Saved data entries:
=== Section Start ===

PR #1546, opened 2024-07-12
WorkerTuner & Resource based autotuning

Sushisource:
## What was changed
Refactor slot reservation behind interface, interface exposed experimentally
Added resource based autotuner

## Why?
Parity with ongoing work in all other SDKs

## Checklist

1. Closes 

2. How was this tested:
Added lots of tests, will be stressing in omes.

3. Any docs updates needed?
Public docs to come in public preview


internal/internal_worker.go
```diff
@@ -1827,8 +1839,18 @@ func getReadOnlyChannel(c chan struct{}) <-chan struct{} {
 }
 
 func setWorkerOptionsDefaults(options *WorkerOptions) {
+	if options.Tuner != nil {
+		if options.MaxConcurrentWorkflowTaskExecutionSize != 0 ||
+			options.MaxConcurrentActivityExecutionSize != 0 ||
+			options.MaxConcurrentLocalActivityExecutionSize != 0 {
+			panic("cannot set MaxConcurrentWorkflowTaskExecutionSize, MaxConcurrentActivityExecutionSize, or MaxConcurrentLocalActivityExecutionSize with Tuner")
```
cretz, line 1846: Ug, I hate that worker creation doesn't have normal errors, but understood

internal/internal_worker.go
```diff
@@ -1827,8 +1839,18 @@ func getReadOnlyChannel(c chan struct{}) <-chan struct{} {
...
+		}
+	}
+	maxConcurrentWFT := options.MaxConcurrentWorkflowTaskExecutionSize
+	maxConcurrentAct := options.MaxConcurrentActivityExecutionSize
+	maxConcurrentLA := options.MaxConcurrentLocalActivityExecutionSize
```
cretz, line 1851: Can probably just mutate the options still at this point since I don't expect these three fields are ever even referenced anymore after this function returns, but no big deal of course

internal/internal_worker_base.go
```diff
@@ -332,61 +347,100 @@ func (bw *baseWorker) runPoller() {
...
 	for {
+		bw.stopWG.Add(1)
+		go func() {
+			defer bw.stopWG.Done()
+			s, err := bw.slotSupplier.ReserveSlot(ctx, &bw.options.slotReservationData)
+			if err != nil {
+				if !errors.Is(err, context.Canceled) {
+					bw.logger.Error(fmt.Sprintf("Error while trying to reserve slot: %v", err))
+				} else {
+					close(reserveChan)
```
cretz, line 362: It's rare to ever need to close channels in Go except as a broadcast mechanism. It can lead to confusing behavior. In this case the next send attempt in this loop will panic and every receive from here on out will immediately succeed with zero value

Did you maybe mean to create the channel _inside_ the loop? Even if, would recommend sending `nil` to it instead of erroring.

internal/internal_worker_base.go
```diff
@@ -332,61 +347,100 @@ func (bw *baseWorker) runPoller() {
...
 		select {
 		case <-bw.stopCh:
+			cancelfn()
 			return
-		case <-bw.pollerRequestCh:
+		case permit := <-reserveChan:
+			if permit == nil { // There was an error reserving a slot
+				// Avoid spamming reserve hard in the event it's constantly failing
+				time.Sleep(time.Second)
+				continue
```
cretz, line 381: IIUC the channel can never be used again at this point correct, it is closed. Which means this select call will _always_ resolve immediately with a nil value. So why `continue`?

internal/internal_worker_base.go
```diff
@@ -332,61 +347,100 @@ func (bw *baseWorker) runPoller() {
...
+			select {
+			case reserveChan <- s:
+			case <-ctx.Done():
+				bw.releaseSlot(s, "worker shutting down")
+			}
+		}()
+
 		select {
 		case <-bw.stopCh:
+			cancelfn()
```
cretz, line 375: It is a tad safer and clearer to put this as `defer cancelfn()` right below where it is created (obviously doesn't matter that much in here, but is safer for future code edits that may come through)

internal/internal_worker_base.go
```diff
@@ -332,61 +347,100 @@ func (bw *baseWorker) runPoller() {
...
+		permit := eagerOrPolled.getPermit()
+
+		if !task.isEmpty() {
+			bw.slotSupplier.MarkSlotUsed(permit)
+		}
+
+		defer func() {
+			bw.releaseSlot(permit, "task processed")
+
+			if p := recover(); p != nil {
```
cretz, line 422: Hrmm. Did you see a situation where a panic happened, or is this a result of some other refactoring?

cretz (commented):
Admittedly didn't do a deep dive comparing against existing/changed semaphore/permit logic because I found it a bit hard to follow and I haven't been in this code a while. Regardless, it does take a solid amount of bravery to work in these depths, would welcome running as many possible tests as we can muster.

internal/internal_worker_base.go
Sushisource: It's from inlining the `processTask` function that was only ever called from here

internal/tuning.go
```diff
@@ -0,0 +1,266 @@
...
+	GetActivityTaskSlotSupplier() SlotSupplier
+	GetLocalActivitySlotSupplier() SlotSupplier
+}
+
+// SlotPermit is a permit to use a slot.
+//
+// WARNING: Custom implementations of SlotSupplier are currently experimental.
+type SlotPermit struct {
+	//lint:ignore U1000 pointless to guarantee uniqueness for now
+	int
```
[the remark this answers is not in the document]
Sushisource: Otherwise pointers to SlotPermits are not unique

contrib/resourcetuner/resourcetuner.go
```diff
@@ -0,0 +1,345 @@
...
+	return &ResourceBasedSlotSupplier{controller: controller, options: options}
+}
+
+func (r *ResourceBasedSlotSupplier) ReserveSlot(ctx context.Context, reserveCtx worker.SlotReserveContext) (*worker.SlotPermit, error) {
+	for {
+		if reserveCtx.NumIssuedSlots() < r.options.MinSlots {
+			return &worker.SlotPermit{}, nil
+		}
+		r.lastIssuedMu.Lock()
+		mustWaitFor := r.options.RampThrottle - time.Since(r.lastSlotIssuedAt)
```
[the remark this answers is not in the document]
Sushisource: Yeah, it's caught by that (as well as other weird things, some of which seem windows specific). Will add a comment.

contrib/resourcetuner/resourcetuner.go
```diff
@@ -0,0 +1,345 @@
...
+				return nil, ctx.Err()
+			}
+		}
+
+		maybePermit := r.TryReserveSlot(reserveCtx)
+		if maybePermit != nil {
+			return maybePermit, nil
+		}
+		select {
+		case <-time.After(10 * time.Millisecond):
```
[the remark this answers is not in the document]
Sushisource: Good point, I'll just make it a sleep.

contrib/resourcetuner/resourcetuner.go
```diff
@@ -0,0 +1,345 @@
...
+	options ResourceBasedSlotSupplierOptions,
+) *ResourceBasedSlotSupplier {
+	return &ResourceBasedSlotSupplier{controller: controller, options: options}
+}
+
+func (r *ResourceBasedSlotSupplier) ReserveSlot(ctx context.Context, reserveCtx worker.SlotReserveContext) (*worker.SlotPermit, error) {
+	for {
+		if reserveCtx.NumIssuedSlots() < r.options.MinSlots {
+			return &worker.SlotPermit{}, nil
+		}
```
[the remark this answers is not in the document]
Sushisource: Yes, good catch, it'd make sense to put a lock around this bit to avoid bursting from 0 too fast.

contrib/resourcetuner/resourcetuner.go
```diff
@@ -0,0 +1,345 @@
...
+// NewResourceBasedSlotSupplier creates a ResourceBasedSlotSupplier given the provided
+// ResourceController and ResourceBasedSlotSupplierOptions. All ResourceBasedSlotSupplier instances
+// must use the same ResourceController.
+//
+// WARNING: Resource based tuning is currently experimental.
+func NewResourceBasedSlotSupplier(
+	controller *ResourceController,
+	options ResourceBasedSlotSupplierOptions,
+) *ResourceBasedSlotSupplier {
+	return &ResourceBasedSlotSupplier{controller: controller, options: options}
```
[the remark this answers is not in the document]
Sushisource: I'll add some checks for <= 0 too

worker/tuning.go
```diff
@@ -0,0 +1,61 @@
...
+// Currently, you cannot implement your own slot supplier. You can use the provided
+// FixedSizeSlotSupplier and ResourceBasedSlotSupplier slot suppliers.
+type SlotSupplier = internal.SlotSupplier
+
+// SlotReserveContext contains information that SlotSupplier instances can use during
+// reservation calls.
+type SlotReserveContext = internal.SlotReserveContext
+
+// CreateFixedSizeTuner creates a WorkerTuner that uses fixed size slot suppliers.
+func CreateFixedSizeTuner(numWorkflowSlots, numActivitySlots, numLocalActivitySlots int) WorkerTuner {
```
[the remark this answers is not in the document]
Sushisource: I don't expect this one would ever change, but, may as well use them everywhere sure.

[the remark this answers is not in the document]
Sushisource: I had a note to change them to New and spaced it. Will do. I'll add the errors too.

internal/tuning.go
```diff
@@ -0,0 +1,266 @@
...
+// FixedSizeSlotSupplier and ResourceBasedSlotSupplier slot suppliers.
+//
+// WARNING: Custom implementations of SlotSupplier are currently experimental.
+type SlotSupplier interface {
+	// ReserveSlot is called before polling for new tasks. The implementation should block until
+	// a slot is available, then return a permit to use that slot. Implementations must be
+	// thread-safe.
+	//
+	// Any returned error besides context.Canceled will be logged and the function will be retried.
+	ReserveSlot(ctx context.Context, reserveCtx SlotReserveContext) (*SlotPermit, error)
```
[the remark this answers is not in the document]
Sushisource: Yeah, my concern was implying that they could be cancelled. I figure if they want to pass information, they can just do it via whatever struct is implementing this interface.

internal/internal_task_pollers.go
```diff
@@ -346,7 +350,13 @@ func (wtp *workflowTaskPoller) processWorkflowTask(task *workflowTask) error {
 		return err
 	}
 	var taskErr error
-	defer func() { wfctx.Unlock(taskErr) }()
+	defer func() {
+		// TODO: I had to add this check to avoid a panic in unit tests where this is nil.
+		//    Seems harmless to keep this, but, wanted to get another opinion.
```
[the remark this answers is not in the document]
Sushisource: It intentionally returns nil. I tried to fix up the fake test stuff to not do that, but it ends up requiring you to fake out a whole boatload of other stuff.

internal/internal_worker_base.go
Sushisource: I'll just send an explicit nil. In any case this is one of the things I needed to add a test for still so will do that for sure.

Sushisource: Ah, so, there was a good reason for this. The explicit send of nil will block forever since, very likely, the other side waiting on it has already exited b/c of the stop channel. In fact, nothing needs to be done at all in this branch. In the branch with the logging, sending nil works.

internal/tuning.go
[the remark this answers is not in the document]
cretz: Ah, that's right. Can you make this a non-exported field then instead of embedded so this implementation detail isn't visible to users?

internal/tuning.go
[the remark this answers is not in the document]
cretz: The issue is contextual state per reservation. I don't think people see Go context as meaning async. In fact, since reserve context is rarely used, would totally support just a Go context and a method to retrieve the reserve context from it.

Also, arguably `SlotPermit` should be an (empty) interface so that people can pass back their own objects that are sent back on mark used and release. People might want to attach a state to a slot (even if you don't do that, should at least provide the slot permit to mark used and release so they can keep a map).

internal/internal_task_pollers.go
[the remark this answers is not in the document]
cretz: But to confirm, this is only tests right? This never returns nil at runtime? No problem of course, just want to confirm that code-writer expectations of this existing still hold.

internal/internal_worker_base.go
cretz: Do sending in a select that is bounded by context close as well

internal/internal_eager.go
```diff
@@ -26,9 +26,10 @@ package internal
 type eagerWorker interface {
 	// tryReserveSlot tries to reserver a task slot on the worker without blocking
 	// caller is expected to release the slot with releaseSlot
-	tryReserveSlot() bool
+	tryReserveSlot() *SlotPermit
 	// releaseSlot release a task slot acquired by tryReserveSlot
-	releaseSlot()
+	// TODO: Make reason typed
```
Quinn-With-Two-Ns, line 31: Is this TODO mean to be resolved in this PR?

worker/tuning.go
```diff
@@ -0,0 +1,61 @@
...
+	return internal.CreateFixedSizeTuner(numWorkflowSlots, numActivitySlots, numLocalActivitySlots)
+}
+
+// CreateCompositeTuner creates a WorkerTuner that uses a combination of slot suppliers.
+func CreateCompositeTuner(workflowSlotSupplier, activitySlotSupplier, localActivitySlotSupplier SlotSupplier) WorkerTuner {
```
Quinn-With-Two-Ns, line 54: I think all of these constructors should take options.

internal/internal_nexus_worker.go
```diff
@@ -61,19 +62,24 @@ func newNexusWorker(opts nexusWorkerOptions) (*nexusWorker, error) {
 		params,
 	)
 
+	workerType := "NexusWorker"
+	metricsHandler := params.MetricsHandler.WithTags(metrics.WorkerTags(workerType))
+	tss := newTrackingSlotSupplier(NewFixedSizeSlotSupplier(opts.executionParameters.ConcurrentNexusTaskExecutionSize), metricsHandler)
```
Quinn-With-Two-Ns, line 67: Is there a reason we didn't support Nexus.

internal/tuning.go
```diff
@@ -0,0 +1,266 @@
...
+		issuedSlots: int(t.issuedSlotsAtomic.Load()),
+	})
+	if permit != nil {
+		t.issuedSlotsAtomic.Add(1)
+		t.publishMetrics(false)
+	}
+	return permit
+}
+func (t *trackingSlotSupplier) MarkSlotUsed(permit *SlotPermit) {
+	if permit == nil {
```
Quinn-With-Two-Ns, line 235: Why is a `nil` permit ever being used to reserver a slot?

internal/tuning.go
```diff
@@ -0,0 +1,266 @@
...
+	// thread-safe.
+	//
+	// Any returned error besides context.Canceled will be logged and the function will be retried.
+	ReserveSlot(ctx context.Context, reserveCtx SlotReserveContext) (*SlotPermit, error)
+	// TryReserveSlot is called when attempting to reserve slots for eager workflows and activities.
+	// It should return a permit if a slot is available, and nil otherwise. Implementations must be
+	// thread-safe.
+	TryReserveSlot(reserveCtx SlotReserveContext) *SlotPermit
+
+	MarkSlotUsed()
```
Quinn-With-Two-Ns, line 79: How come these APIs don't take a slot context?

internal/internal_nexus_worker.go
Sushisource: Yeah, I wanted to have at least some discussion about whether or not we want to add it to the tuning interface. Probably the answer is yes but it's worth discussing. If we decide yes it's easy enough to add subsequently.

internal/internal_eager.go
Sushisource: It will be. Will include it as part of adding the remaining contexts per your other comment.

internal/tuning.go
Sushisource: I'll add them. I was hoping I wouldn't have to fully pub the API like I did, but now that it is I'll add them, even if they're gonna be mostly empty.

internal/tuning.go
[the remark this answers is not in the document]
Sushisource: Retrieving it from the Go context just feels icky to me, how it introduces a number of possible error paths.

I'd be fine with sticking the Go context inside this context though, and since all the other methods will get their own context then they'll have that.

Attaching state to the permit was done in Java by just having a field inside `SlotPermit`, which I also prefer since it allows us to be clear about what the type of a permit is instead of it just being `any`. I just didn't add it since it's unclear if anyone even wants that at the moment, but, it's trivial to add to this too.

internal/internal_task_pollers.go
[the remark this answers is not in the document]
Sushisource: Yeah, it never returns nil under non-test circumstances

internal/tuning.go
Sushisource: Also changed to panic.

internal/internal_worker.go
Sushisource: That actually causes problems since sometimes the tests will end up passing these around and this function gets run more than once and then the checks that you haven't set both maxConcurrentXXX and Tuner fail.

internal/internal_eager_activity.go
```diff
@@ -34,9 +33,7 @@ import (
 type eagerActivityExecutor struct {
 	eagerActivityExecutorOptions
 
-	activityWorker eagerWorker
-	heldSlotCount  int
-	countLock      sync.Mutex
+	activityWorker *baseWorker
```
Quinn-With-Two-Ns, line 36: Can we avoid giving `eagerActivityExecutor` the full `activityWorker `? I am not sure why it is needed here, but not in the workflow case.

internal/internal_eager_activity.go
```diff
@@ -76,75 +74,62 @@ func (e *eagerActivityExecutor) applyToRequest(
...
 
-func (e *eagerActivityExecutor) reserveOnePendingSlot() bool {
-	// Lock during count checks. Nothing in here blocks including the channel
-	// receive to serve a slot.
-	e.countLock.Lock()
-	defer e.countLock.Unlock()
-	// Confirm that, if we have a max, held count isn't already there
-	if e.maxConcurrent > 0 && e.heldSlotCount >= e.maxConcurrent {
+func (e *eagerActivityExecutor) reserveOnePendingSlot() *SlotPermit {
+	// Confirm that, if we have a max, issued count isn't already there
```
Quinn-With-Two-Ns, line 92: Why was the previous logic not sufficient? It already handled the case where `maxConcurrent` could be unset.

internal/internal_worker.go
```diff
@@ -265,6 +256,15 @@ func ensureRequiredParams(params *workerExecutionParameters) {
 	if params.FailureConverter == nil {
 		params.FailureConverter = GetDefaultFailureConverter()
 	}
+	if params.Tuner == nil {
+		// Err cannot happen since these slot numbers are guaranteed valid
+		params.Tuner, _ = NewFixedSizeTuner(
+			FixedSizeTunerOptions{
```
Quinn-With-Two-Ns, line 262: Shouldn't nexus slots be here?

worker/tuning.go
```diff
@@ -0,0 +1,75 @@
...
+type SlotReleaseContext = internal.SlotReleaseContext
+
+// FixedSizeTunerOptions are the options used by NewFixedSizeTuner.
+type FixedSizeTunerOptions = internal.FixedSizeTunerOptions
+
+// CompositeTunerOptions are the options used by NewCompositeTuner.
+type CompositeTunerOptions = internal.CompositeTunerOptions
+
+// NewFixedSizeTuner creates a WorkerTuner that uses fixed size slot suppliers.
+func NewFixedSizeTuner(opts FixedSizeTunerOptions) (WorkerTuner, error) {
```
Quinn-With-Two-Ns, line 63: Nit:
```suggestion
func NewFixedSizeTuner(options FixedSizeTunerOptions) (WorkerTuner, error) {
```
Go SDK uses `options` more often then not.

worker/tuning.go
```diff
@@ -0,0 +1,75 @@
...
+// THE SOFTWARE.
+
+package worker
+
+import (
+	"go.temporal.io/sdk/internal"
+)
+
+// WorkerTuner allows for the dynamic customization of some aspects of worker behavior.
+type WorkerTuner = internal.WorkerTuner
```
Quinn-With-Two-Ns, line 32: These should all be marked experimental right?

internal/internal_task_pollers.go
```diff
@@ -346,7 +350,13 @@ func (wtp *workflowTaskPoller) processWorkflowTask(task *workflowTask) error {
 		return err
 	}
 	var taskErr error
-	defer func() { wfctx.Unlock(taskErr) }()
+	defer func() {
+		// This check exists to avoid a panic in unit tests where this is nil. In non-mocked
```
Quinn-With-Two-Ns, line 354: Can we just make sure it is not nil in unit tests as well or is it really hard? I don't like adding checks like this in production code just to make tests a bit simpler

internal/internal_worker.go
```diff
@@ -457,22 +470,28 @@ func newActivityTaskWorker(taskHandler ActivityTaskHandler, service workflowserv
...
 			fatalErrCb:        workerParams.WorkerFatalErrorCallback,
 			userContextCancel: workerParams.UserContextCancel,
+			metricsHandler:    metricsHandler,
+			slotReservationData: slotReservationData{
+				taskQueue: workerParams.TaskQueue,
+				logger:    workerParams.Logger,
+			},
 		},
 		workerParams.Logger,
-		workerParams.MetricsHandler,
```
Quinn-With-Two-Ns, line 475: Why move just the `MetricsHandler` into the options? TBH I am not sure why `newBaseWorker` takes an options struct and parameters?

worker/tuning.go
```diff
@@ -0,0 +1,75 @@
...
+
+// SlotPermit is a permit to use a slot.
+type SlotPermit = internal.SlotPermit
+
+// SlotSupplier controls how slots are handed out for workflow and activity tasks as well as
+// local activities when used in conjunction with a WorkerTuner.
+//
+// Currently, you cannot implement your own slot supplier. You can use the provided
```
Quinn-With-Two-Ns, line 40: Is this something we are enforcing?  Sorry maybe I just missed the check?

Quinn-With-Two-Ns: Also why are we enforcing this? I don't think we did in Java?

=== Section End ===

- _Your goal_
In the entries above, which lines hold the word "ResourceController"? Copy them out.

- _Result for this task_
+// ResourceController and ResourceBasedSlotSupplierOptions. All ResourceBasedSlotSupplier instances
+// must use the same ResourceController.
+	controller *ResourceController,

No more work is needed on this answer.